Pleasuredome, Toronto: A Public Conversation on Diverse Media Exhibition + Open Screening July 5th 2014
I happened upon this event last week in Toronto, and was surprised to find myself amidst a diverse and opinionated group of artist -curators, on the verge of reformulating the collectives mission statement of 1993, and it’s now dated idea of artists’ moving image as divided into the two camps of film and video. At issue, how to accomodate and set a future course for the rapidly evolving moving image media landscape, within the membership of the collective. While, I don’t personally subscribe to the superiority of one medium over another, I’m always interested in the unique ways in which artists deploy technology (analog or digital or a combination of both) in order to generate and facilitate ideas and expression.
(The above still is taken from the work that I screened as part of my contribution to the debate)
At Pleasuredome last Saturday, I was brought back to the very same debates at the beginning of my PhD studies in the UK several years ago, at which time the tradition of British Artists’ Film and Video, was enjoying an almost rock star like resurgence of interest in the pioneers of such movements as British Structural-Materialist films, by a generation of artist – academics engaging in practice based PhD’s in art schools and higher education. In one sense, I was very fortunate to be in the right place at the right time, in terms of having the opportunity to see so many retrospectives and screenings of 60’s and 70’s avant-garde filmmakers films, actually projected in the cinema with film projectors. I attended screenings, by filmmakers such as: Michael Snow, Ernie Gehr, Andy Warhol, John Smith, Guy Sherwin, Luke Fowler, Rose Lowder, Chantal Ackerman, to name just a few off the top of my head.

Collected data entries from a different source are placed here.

PR #111, opened 2016-12-27
start-stop-daemon: Initial support EnvironmentFiles

mrueg:
This would enable services to read from a generic environment file besides conf.d/service.conf.

See also:
https://www.freedesktop.org/software/systemd/man/systemd.exec.html#EnvironmentFile=

Two smaller parts of the specification are not implemented yet:
* Support multiline variable definitions
* Strip whitespaces unless double quoted

### DIFF
--- a/man/start-stop-daemon.8
+++ b/man/start-stop-daemon.8
@@ -111,6 +111,8 @@ Same as the
 option.
 .It Fl e , -env Ar VAR=VALUE
 Set the environment variable VAR to VALUE.
+.It Fl E , -envfile Ar FILE
+Set environment variables via a EnvironmentFile.
 .It Fl g , -group Ar group
 Start the daemon as in the group.
 .It Fl k , -umask Ar mode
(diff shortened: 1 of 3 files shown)


williamh:
I'm adding a note here after speaking with you in irc. We can't merge this yet since it hasn't bee tested. Please update the p/r once you have tested this and we'll go from there.

dwfreed:
I have several issues with this:

1. Not all services use start-stop-daemon (particularly ones that don't use daemons, or ones that do really tricky things).
2. Environment files as implemented by systemd are incredibly basic, whereas /etc/conf.d/service is sourced by shell, and thus can contain whatever shell code you want.
3. This leads to environment configuration in several different places, when OpenRC's canonical location for that has always been in /etc/conf.d/service, and this provides no way for that location to override the environment file.

If you need environment variables set for a daemon, just put `export SOMEVAR="somevalue"` in /etc/conf.d/service or the initscript as appropriate.

:-1:

mrueg:
Yeah I haven't thought of conf.d as an alternative when working on it. Closing it then.

PR #112, opened 2017-01-07
sysfs: don't pull modules to sysinit runlevel

maciejsszmigiero:
Commit 73cdf10f1f51 ("Deprecate automatic loading of modules") introduced
"want modules" dependency for the "sysfs" service.

By default the "sysfs" service is installed in the "sysinit" runlevel, is
one of the very first services to start on boot (often it is the first one)
and it is always started before udev since udev depends on it.
The "modules" service on the other hand is supposed to start a bit later,
in the "boot" runlevel.

However, since that mentioned earlier commit the "modules" service will be
pulled in to the "sysinit" runlevel because a "want" dependency will do it
regardless in which runlevel this service is actually installed.
This breaks things like USB modem mode switching.

Change this dependency to an "use" which does not automatically pull in the
"modules" service into the "sysinit" runlevel and inform an user that he
needs to add it manually to this runlevel in case that he boots an EFI
Linux system AND efivarfs support wasn't built in into the kernel AND
efivarfs module wasn't loaded already by an initrd.

### DIFF
--- a/init.d/sysfs.in
+++ b/init.d/sysfs.in
@@ -15,7 +15,7 @@ sysfs_opts=nodev,noexec,nosuid
 
 depend()
 {
-	want modules
+	use modules
 	keyword -docker -lxc -prefix -systemd-nspawn -vserver
 }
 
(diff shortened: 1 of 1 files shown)


maciejsszmigiero:
PCMCIA/CardBus cards that remained inserted during system startup are another victims of this issue.

williamh:
Honestly, given that pc cards are also affected, I would rather drop this dependency and not have sysfs pull in modules.

maciejsszmigiero:
Then efivarfs module loading in init.d/sysfs will need to be un-deprecated.

williamh:
My understanding is that the kernel will load the module automatically when you run the mount command, so I shouldn't have to do anything special to load it.

williamh:
This is fixed in http://github.com/openrc/openrc/commit/6a79aef

maciejsszmigiero:
init.d/sysfs from your commit still uses modules, but you wrote that you would like to drop this dependency.
Was this intentional?

PR #122, opened 2017-03-31
start-stop-daemon: give user a warning if calling --start with --retry or --stop with --wait

austin987:
Found while trying to figure out why a long running, slow to start up java webapp was always showing as 'crashed' when trying to shut it down


austin987:
Changed to use a warn rather than an error

PR #261, opened 2018-12-02
Fix/test muslc

austin987:
Thanks to @concatime for pointing out the musl FAQ. This fixes the build with muslc, verified by TravisCI, and adds a TravisCI check to prevent future regressions.

@williamh please let me know if you'd like this handled differently. The BSD .mk include files already define BSD_SOURCE, but given that muslc is Linux only, os-Linux.mk seemed appropriate.


austin987:
helpers.h is already included in libeinfo.c:
https://github.com/OpenRC/openrc/blob/master/src/libeinfo/libeinfo.c#L41

PR #265, opened 2018-12-06
.cirrus.yml: give cirrus-ci a try (freebsd)

gyakovlev:
This will require a bit more work, but it's a good start.
I'll keep pushing to this branch as I figure out how to fix things.

While working on it I found a strange behavior in cirrus-ci, they set `OS=freebsd` (lowercase) while makefile excpects it to be `FreeBSD` so there is an env workaround for now.
https://github.com/cirruslabs/cirrus-ci-docs/issues/100

### DIFF
--- a/.cirrus.yml
+++ b/.cirrus.yml
@@ -1,0 +1,15 @@
+# Cirrus CI integration
+# https://cirrus-ci.org
+
+test_task:
+  freebsd_instance:
+    matrix:
+      image: freebsd-12-0-release-amd64
+      image: freebsd-11-2-release-amd64
+  env:
+    OS: FreeBSD
+  procfs_script: >
+    [ -f /proc/curproc ] || mount -t procfs proc /proc
+  pkg_install_script: pkg install -y bash gawk gmake gsed
+  gsed_hack_script: rm /usr/bin/sed && ln -s /usr/local/bin/gsed /usr/bin/sed
+  test_script: bash test/cirrus.sh
--- a/test/cirrus.sh
+++ b/test/cirrus.sh
@@ -1,0 +1,21 @@
+#!/bin/bash
+# Copyright (c) 2007-2018 The OpenRC Authors.
+# See the Authors file at the top-level directory of this distribution and
+# https://github.com/OpenRC/openrc/blob/master/AUTHORS
+#
+# This file is part of OpenRC. It is subject to the license terms in
+# the LICENSE file found in the top-level directory of this
+# distribution and at https://github.com/OpenRC/openrc/blob/master/LICENSE
+# This file may not be copied, modified, propagated, or distributed
+# except according to the terms contained in the LICENSE file.
+
+set -e
+set -u
+set -x
+
+# These are steps to run on Cirrus CI under a jailed FreeBSD system.
+# See $TOP/.cirrus.yml for more info about the Cirrus CI setup.
+
+cpus=$(getconf NPROCESSORS_CONF || echo 1)
+gmake -j"${cpus}" -O
+gmake test


test/cirrus.sh
```diff
@@ -0,0 +1,21 @@
...
+# the LICENSE file found in the top-level directory of this
+# distribution and at https://github.com/OpenRC/openrc/blob/master/LICENSE
+# This file may not be copied, modified, propagated, or distributed
+# except according to the terms contained in the LICENSE file.
+
+set -e
+set -u
+set -x
+
+# These are steps to run on TravisCI under a containerized Ubuntu system.
```
vapier: outdated comment ?

.cirrus.yml
```diff
@@ -0,0 +1,9 @@
+freebsd_instance:
```
vapier: can you add a file header to this file like we have in the travis one ?

.cirrus.yml
```diff
@@ -0,0 +1,9 @@
...
+  image: freebsd-11-2-release-amd64
+
+test_task:
+  procfs_script: >
+    [ -f /proc/curproc ] || mount -t procfs proc /proc
+  pkg_install_script: pkg install -y bash gawk gmake gsed
```
vapier: i think we were striving to support BSD make, and stick to POSIX awk and sed over the GNU versions.  what were you seeing that required the GNU versions of either ?

bash makes sense.

test/cirrus.sh
gyakovlev: yep, I copied travis script originally. will fix.

.cirrus.yml
gyakovlev: will do.

.cirrus.yml
gyakovlev: bsd make complains and I can't build it by just running `make` even on native freebsd vm(non-ci instance). my make-fu is not so good to figure out if it's something trivial or not and I haven't really looked at it.

```make
vagrant@freebsd:~/openrc % make
make: "/home/vagrant/openrc/Makefile" line 14: Cannot open /Makefile.inc
make: "/home/vagrant/openrc/Makefile" line 20: Missing dependency operator
make: "/home/vagrant/openrc/Makefile" line 22: Need an operator
make: "/home/vagrant/openrc/Makefile" line 26: Missing dependency operator
make: "/home/vagrant/openrc/Makefile" line 28: Need an operator
make: "/home/vagrant/openrc/Makefile" line 32: Missing dependency operator
make: "/home/vagrant/openrc/Makefile" line 34: Need an operator
make: "/home/vagrant/openrc/Makefile" line 41: Cannot open /mk/sys.mk
make: "/home/vagrant/openrc/Makefile" line 42: Cannot open /mk/os.mk
make: "/home/vagrant/openrc/Makefile" line 43: Cannot open /mk/subdir.mk
make: "/home/vagrant/openrc/Makefile" line 44: Cannot open /mk/dist.mk
make: "/home/vagrant/openrc/Makefile" line 45: Cannot open /mk/gitver.mk
make: "/home/vagrant/openrc/Makefile" line 48: Missing dependency operator
make: "/home/vagrant/openrc/Makefile" line 50: Missing dependency operator
make: "/home/vagrant/openrc/Makefile" line 52: Need an operator
make: Fatal errors encountered -- cannot continue
make: stopped in /home/vagrant/openrc
```

sed clearly complains about guiisms
check here: https://github.com/OpenRC/openrc/runs/38170947
```
sed: 1: "/^\n*$/{$q1;N;ba
": extra characters at the end of q command
```
awk seems to be fine, I just added it for safety but it's not used here as it has to be called as `gawk`

what's the preferred way of handling bsdsed<->gsed differences?
I see 2 ways:
1* rewrite sed expressions to be agnostic
2* introduce implicit dependency on gsed for tests on bsd and handle sed-gsed somewhere in the scripts, probably using `SED` variable like many projects do.
can't just call `gsed` because gentoo does not install `gsed` symlink or binary for example but some others distros do, but it's inconsistent.

gyakovlev: nope
gnu
```
q [exit-code]
              Immediately quit the sed script without processing any more input, except that if auto-print is not disabled the current pattern space will be printed.  The exit code argument is a GNU extension.
```

bsd
```
[1addr]q
	     Branch to the end of the script and quit without starting a new
	     cycle.
```

so removing the **1** after **q** makes bsdsed happy but probably will never reach `|| echo` part as there will be no non-zero return code.

gyakovlev: opened bsdmake issue here https://github.com/OpenRC/openrc/issues/266

vapier: ok, lets file a bug for the GNU sed thing.  that test logic is way more complicated than it needs to be.  we should just delete the sed entirely.

gyakovlev:
rebased,
freebsd now passes tests.
I'll squash commits for clean history.

the only suspicious thing in the test output is `fcntl(): Bad file descriptor`, can't reproduce that locally on freeBSD vm

PR #268, opened 2018-12-13
scripts: fix shutdown, poweroff, halt, reboot

udeved:
if script args are empty, assign 'now'

Perhaps no ideal solution.


williamh:
These scripts are designed to emulate their sysvinit counterparts.
shutdown requires a time argument, so it was a bug to not require it before.
The others do not, and they pass now by default if one isn't given.
Because of this, I have accepted part of your pull request.

PR #275, opened 2018-12-23
src/rc/supervise-daemon.c: do not pass NULL to strcmp

philhofer:
The following will cause a segfault due to NULL being
passed to `strcmp(3)`

```
$ RC_SVCNAME=foo supervise-daemon
```

Fix the bounds check on `argc` in `main`. If `argc<=1`, then
it is not safe to dereference `argv[1]`.


vapier:
thanks, looks good

PR #278, opened 2018-12-24
Convert internal rc_getline() calls to getline() calls

williamh:
getline has been in posix since POSIX.1-2008, so it should be safe for
us to use it instead of using our wrapper function.

### DIFF
--- a/src/librc/librc-daemon.c
+++ b/src/librc/librc-daemon.c
@@ -141,7 +141,7 @@ rc_find_pids(const char *exec, const char *const *argv, uid_t uid, pid_t pid)
 		fp = fopen("/proc/self/status", "r");
 		if (fp) {
 			while (!feof(fp)) {
-				rc_getline(&line, &len, fp);
+				getline(&line, &len, fp);
 				if (strncmp(line, "envID:\t0", 8) == 0) {
 					openvz_host = true;
 					break;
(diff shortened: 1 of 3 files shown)


williamh:
I would like to call for some testers to make sure this works before I merge it. Please report back here.

williamh:
@dwfreed  The whole reason rc_getline was written was because getline wasn't standard when it was needed. Also, the code already uses both rc_getline and getline. I think I would still rather migrate to getline.

williamh:
@dwfreed  I see that rc_getline is only used in librc. If I do a wrapper, I would want it to be private to the library, not available for general use.

vapier:
the low usage rates implies it's not a big deal to drop even if it slightly simplifies trailing newline semantics. everyone is used to the posix api at this point so it's a bit of a lost battle.

technically we'd need to keep the symbol just to not break abi.

williamh:
@vapier I could use some insight here. Is it ok in this case because of the low usage to break abi and restore it if someone complains? If not, I guess it means that if I keep the symbol I have to keep the function?

dwfreed:
I'm not able to do a proper review right now, but a quick look indicates many of the consumers of rc_getline expect and need the newline dropping semantics. The sheer quantity suggests it would be better to just use rc_getline as a wrapper around getline to drop the newline, otherwise you will have to implement that in several places, which seems error prone and a waste of effort.

dwfreed:
Superseded by #747

PR #285, opened 2019-01-18
zsh-completion: _rc-service enhancement

xdch47:
- support extra_commands of init-script
  - add for support flags / command combination

### DIFF
--- a/zsh-completion/_rc-service
+++ b/zsh-completion/_rc-service
@@ -1,27 +1,32 @@
 #compdef rc-service
 
-if (( CURRENT == 2 )); then
-  _arguments -s \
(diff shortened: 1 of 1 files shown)


williamh:
I would rather you not use sed to parse commands out of the script.
Can you parse the output of "rc-service foo describe" the way the bash completion does?
Also how do you feel about two separate commits (one that adds the functionality that gets the list of services and one for the change that gets the commands from a service)?

xdch47:
Hi, 
I tried to split the commits - the first one is rather a fix, allow to 
complete service and action with flags (e.g. `rc-service -v iptables start`), what did not worked before...
 The second commit adds the extra commands (e.g. `rc-service iptables save`)

PR #287, opened 2019-02-06
net-online: fix ping test timeout

mode89:
ping doesn't wait, if only one probe was requested.


mode89:
Hi @DocMAX!

I made this pull request two years ago, and frankly don't remember why :)
Can you please help by describing your use-case?

thesamesam:
Should be fixed by https://github.com/OpenRC/openrc/commit/e21b01b97e84f81589f52e087d2b2ac53f0bf144.

PR #289, opened 2019-02-11
remove _BSD_SOURCE and _XOPEN_SOURCE feature test macros

williamh:
These are not needed on glibc systems, so this is to find out why they
are needed for musl.


williamh:
@blueness  Hi, this looks like a possible issue with musl, maybe with openrc but I'm not sure. I don't understand why OpenRC needs _BSD_SOURCE and _XOPEN_SOURCE on musl but not gglibc. Can you give me some insight?

Thanks much.

vapier:
ftr, `_DEFAULT_SOURCE` is a glibc-ism and is new to glibc-2.19.  versions older than that did not support `_DEFAULT_SOURCE` at all.  you can consider it (largely) equiv to `_BSD_SOURCE`.  so the question there is more "do you want to support building against <glibc-2.18".  if so, you need to define both.

`_XOPEN_SOURCE` is a [POSIX standard define](http://pubs.opengroup.org/onlinepubs/9699919799/functions/V2_chap02.html#tag_15_02_01_02).  defining it w/out a version i think is like saying "give me the latest POSIX version".

iiuc, it's a bit redundant with also defining `_POSIX_C_SOURCE`.

but making the argument "we have `_DEFAULT_SOURCE` therefore we don't need `_BSD_SOURCE` or `_XOPEN_SOURCE`" is misleading.  you should define what you want to support precisely (C library versions & portability) and from there we can determine what defines to set up.

williamh:
@vapier As of musl 1.1.5, musl also supports _DEFAULT_SOURCE.
I don't know how I feel about <glibc-2.19 since we don't have it in Gentoo, and I haven't received any issues about not supporting older glibc versions.

williamh:
@vapier  @blueness  Ok, I am pretty confused here. I don't understand why we need so many more feature test macros for musl than we do for glibc. I thought that _DEFAULT_SOURCE on musl was supposed to give the same profile as it does on glibc, but apparently it doesn't. We can't gdrop _DEFAULT_SOURCE because modern glibc is deprecating _BSD_SOURCE in favor of _DEFAULT_SOURCE.

Thoughts?

williamh:
ok, reading the posix definition of _XOPEN_SOURCE, it looks like -D_XOPEN_SOURCE=700 might be what I need instead of the POSIX_C_SOURCE definition. I'm testing that on this p/r shortly.

williamh:
@vapier  Ok, if I put this commit on the main branch, since it builds on current Gentoo glibc and musl (per travis), what does it say we are compatible with in terms of glibc? what about uclibc, or do we care about uclibc?

vapier:
personally i find the date based `_POSIX_C_SOURCE` to be more clear at a glance since `_XOPEN_SOURCE` requires me to open the POSIX spec, find the relevant chapter, and look the constant up in the table.

although at this point, it looks like the meson build has a completely different set of defines, and the changes haven't been synced with the makefiles.

N-R-K:
Looks like this can probably be closed? The gentoo ebuild for openrc doesn't do anything special with musl, so I assume whatever issues this PR was trying to fix has been fixed already.

navi-desu:
this changes only the makefile, and i don't musl needs any special handling anymore, so let's just close it (and if any changes are needed, open a new one for the meson.build)

PR #291, opened 2019-02-14
sysctl: reuse BSD script for BusyBox

makepost:
If asking sysctl for its version on Linux fails, assume it's from
BusyBox and call it like BSD sysctl. When passing a conf line, trim
spaces around `=` with sed, because both BSD and BusyBox expect the
`variable=value` sysctl format. Despite the BusyBox sysctl applet
missing the --system command line switch, OpenRC can use this applet
now, so remove the recommendation to disable its build.

### DIFF
--- a/BUSYBOX.md
+++ b/BUSYBOX.md
@@ -23,8 +23,5 @@ or recognize the nofail option in fstab.
 
 CONFIG_SETFONT -- The setfont applet does not support the -u option from kbd.
 
-CONFIG_BB_SYSCTL -- The sysctl applet does not support the --system command
-line switch.
-
 There is work to get most of these supported by busybox, so this file
 will be updated as things change.
--- a/init.d/sysctl.in
+++ b/init.d/sysctl.in
@@ -24,12 +24,12 @@ BSD_sysctl()
 	for conf in /etc/sysctl.conf /etc/sysctl.d/*.conf; do
 		if [ -r "$conf" ]; then
 			vebegin "applying $conf"
-			while read var comments; do
+			sed 's/ = /=/' "$conf" | while read var comments; do
 				case "$var" in
 				""|"#"*) continue;;
 				esac
 				sysctl -w "$var" >/dev/null || retval=1
-			done < "$conf"
+			done
 			veend $retval
 		fi
 	done
@@ -52,7 +52,12 @@ start()
 	ebegin "Configuring kernel parameters"
 	case "$RC_UNAME" in
 	*BSD|GNU) BSD_sysctl; rc=$? ;;
-	Linux) Linux_sysctl; rc=$? ;;
+	Linux)
+		if sysctl -V > /dev/null 2>&1; then # procps-ng
+			Linux_sysctl; rc=$?
+		else # busybox
+			BSD_sysctl; rc=$?
+		fi ;;
 	esac
 	eend $rc "Unable to configure some kernel parameters"
 }


williamh:
The bsd_sysctl function does not process all of the same directories as the --system switch for procps sysctl, so you would end up with different behaviour on busybox than you would with procps if we do this.
Also, "&>" is a bashism so this should be avoided.

We should either make busybox sysctl have a --system switch that is compatible with procps sysctl or, imo the less preferred way would be to write a separate function in the sysctl service that processes everything the same way procps does using busybox sysctl.

makepost:
Exactly same behavior isn't the goal, what procps does is even 
unexpected given OpenRC's sysctl.d/README. On Gentoo I don't have any of 
the additional paths listed in the procps manual:

```
# ls /run/sysctl.d/*.conf /run/sysctl.d/*.conf 
/usr/local/lib/sysctl.d/*.conf /usr/lib/sysctl.d/*.conf 
/lib/sysctl.d/*.conf /etc/sysctl.conf
ls: cannot access '/run/sysctl.d/*.conf': No such file or directory
ls: cannot access '/run/sysctl.d/*.conf': No such file or directory
ls: cannot access '/usr/local/lib/sysctl.d/*.conf': No such file or 
directory
ls: cannot access '/usr/lib/sysctl.d/*.conf': No such file or directory
ls: cannot access '/lib/sysctl.d/*.conf': No such file or directory
/etc/sysctl.conf
```

Which packages do these directories come from? On a systemd system I do 
have one other match, /usr/lib/sysctl.d/50-default.conf, which comes 
from systemd itself and thus not applicable here.

I'll edit out the &> and rebase.

williamh:
The /*/lib/sysctl.d locations are part of what systemd recommends as locations for packages to install sysctl* files, so we need to check for and not complain about *.conf files in those locations missing.

It is a little more tricky though. My understanding is that the way the files are processed for the --system option  is a little more subtile than just putting all of the files in order and going through them. A file found in a later location in the directories actually fully overrides a file of the same name found earlier in the directories, so if we want to do that in busybox without the --system switch we have to emulate that behavior. That's why I would rather let sysctl deal with the --system switch and why we can't use the bsd_sysctl function for busybox. Feel free to correct me if I am wrong about the --system option.

To check which sysctl you are dealing with, it might be better to capture the output of
`command -v sysctl` in a variable and inspect that.

makepost:
Of multiple files with the same basename, the one in the first dir applies and and the latter are skipped, according to the manual. It's not difficult to script, the question is why? This systemd recommendation about paths and overrides sounds arbitrary, no packages I've got installed except systemd itself have any files in these dirs, and I don't get why keep the BSD method at all if systemd behavior compliance matters.

Will see what distinguishable info the command check provides and try to apply it.

makepost:
Command only prints the path, doesn't make it clear which sysctl is present. With BusyBox, it can be a binary or a symlink to /bin/busybox. I chose the `-V` option for the condition because most BusyBox applets deliberately don't implement it and have it return a failure code.

LW-archlinux:
from man sysctl :

>        --system
>              Load  settings from all system configuration files. Files are read from directories in the following list in given order from top to
>              bottom.  Once a file of a given filename is loaded, any file of the same name in  subsequent directories is ignored.
>              /run/sysctl.d/*.conf
>              /etc/sysctl.d/*.conf
>              /usr/local/lib/sysctl.d/*.conf
>              /usr/lib/sysctl.d/*.conf
>              /lib/sysctl.d/*.conf
>              /etc/sysctl.conf

```
$ pacman -Qo /usr/bin/sysctl
/usr/bin/sysctl is owned by procps-ng 3.3.15-1
$
```

Assuming the man page aligns with the code, the behaviour doesn't seem to be complicated or PID1 specific.
I'm guessing busybox sysctl doesn't come from procps and behaves differently ?

LW-archlinux:
Whoops, I think this is already known to the other posters.

makepost:
Thanks for quoting the procps manual, yes it's what I'm referring to and what I'm asking to clarify. Neither BSD nor Linux systems to which I've got access place their sysctl conf in these additional paths. The expected OpenRC behavior according to the OpenRC doc is to look up just the /etc ones, which is already more than FreeBSD scripts do and that would still be enough. If there's agreeable rationale to match the new procps paths introduced by systemd you can come up with, I'd prefer to update the README in detail alongside implementing this logic. Otherwise should side with the BSD behavior and even remove the use of the --system flag which mismatches what OpenRC README claims OpenRC to be doing.

LW-archlinux:
Did some checking and found this :
debian, fedora , opensuse, gentoo, archlinux have procps-ng
void linux uses uedev + runit and procps-ng
apline linux uses openrc + busybox + musl and procps-ng

This indicates that while systemd devs started this change, it's integration in procps-ng has made it the default sysctl implementation on linux.
Openrc should support it.

Since BSDs and Busybox use a different sysctl implementation and openrc also supports running with them, the question becomes how we should support it.

Atleast 2 approaches seem possible :
- emulate procps-ng sysctl behaviour on busybox / BSDs in openrc code
(It may be possible to get parts of this code upstreamed)

- have openrc only use sysctl functionality shared between procps-ng / busybox / BSDs and split off code specific to procps-ng sysctl.d to a separate package .
This is similar to what was done for tmpfiles.d setup with the opentmpfiles package.

williamh:
We don't really want to force anything on the bsds, they don't have a reason to emulate procps. That is why I don't want to touch the bsd_sysctl function.

For busybox, the ideal would be to get the busybox sysctl command to understand the --system switch. That way, we don't have to make any changes to OpenRC.
There is a bug for this upstream which hasn't been closed or responded to, so it looks like w e just need to find someone to write the patch [1].

[1] https://bugs.busybox.net/show_bug.cgi?id=8556

makepost:
Could you run `ls /run/sysctl.d/*.conf /run/sysctl.d/*.conf /usr/local/lib/sysctl.d/*.conf /usr/lib/sysctl.d/*.conf /lib/sysctl.d/*.conf` wherever you've got access to, and post which packages have files there if any? That'll actually answer whether even on Linux anything needs to be emulated. I've been running this patch for two months on openrc + busybox + musl before posting and haven't run into such a need. IMO it's clean to not hardcode path quirks in a compiled utility, but have a shell script in the init system default to procps and if it's missing then fall back to BSD behavior, which it already has code for and which this patch lets it use.

williamh:
Even if I do that, it only proves that the packages I have installed on my system don't use the feature.
The /run directory is dynamic and files can be written there by packages. The */lib* directories are where packages themselves can install sysctl configurations, and just because I don't have things there doesn't mean other packages that are not installed don't.
The --system switch is a standard on all linux systems that use procps' version of sysctl, so we need to get this switch added to busybox sysctl. Your approach would create a "fix" that only works for OpenRC users. I think this needs to go further up the chain to busybox sysctl.

wltjr:
@williamh I know this is closed, but the desire to have busybox have a ```---system``` parameter seems to have fallen on deaf ears. There has been no activity on the [bugs opened in 2015](https://bugs.busybox.net/show_bug.cgi?id=8556), 3.5 years later. May need to patch downstream and provide patch in bug to upstream. Even then that does not mean it will be accepted and added to busybox. It seems like busybox devs are not interested, not sure a patch will make any difference.

It maybe time to consider alternative approaches as needed. If this comes up again. Either way i would not hold out hopes for busybox getting a ```--system``` parameter like procps-ng anytime soon.

makepost:
@wltjr Following your link, you can join the CC list and write a
comment, devs will see activity. But read above. `--system` is a systemd
quirk, and nobody seems able to explain why it exists or even show which
apps scatter their config all over the disk like it suggests. Convincing
procps-ng developers to deprecate it makes more sense, if you want to
spend any time on this.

In fact the idea of watching a work of film art through a digital/video platform, as being something of an infraction to the original work and artist really didn’t really hit home for me at that time, until I experienced a masterclass by the Austrian avant-garde film maker Peter Tcherkassky, who took us through his painstaking method of repurposing found footage through a technique of exposing film with a penlight. If I recall correctly, the bit of film he took us through was sampled from a celluloid strip of Sergio Leone’s spaghetti western – The Good the Bad and the Ugly (1966). In this workshop, Tcherkassky explained/demonstrated his working method through digital clips, however he also screened the finished film as a projected film. Needless to say, the experience of movement and light and sound of projected film was just incredible. The experience of the digital scenes seemed more on a level of a rhythmic barage of abstract shapes and sampled/electronic sounds, the actual experience of the projected film version opened up an entirely different experience and interpretation – that of a form of hellish landscape, in which contorted melted character’s, are fated to play out and replay the same bloody event over and over again. I’m not sure entirely why the film version was so much better and held this strange narrative? Perhaps because of the original frame rate of film being intact vs digital blending and omission of frames? It was entirely engrossing, and terrifying in the filmic version to feel like I was viewing glimpses of zombified figures being subsumed and slaughtered within and between the flickering shadows and peephole shapes of this faustian world vs the more abstract version of the digtal projection.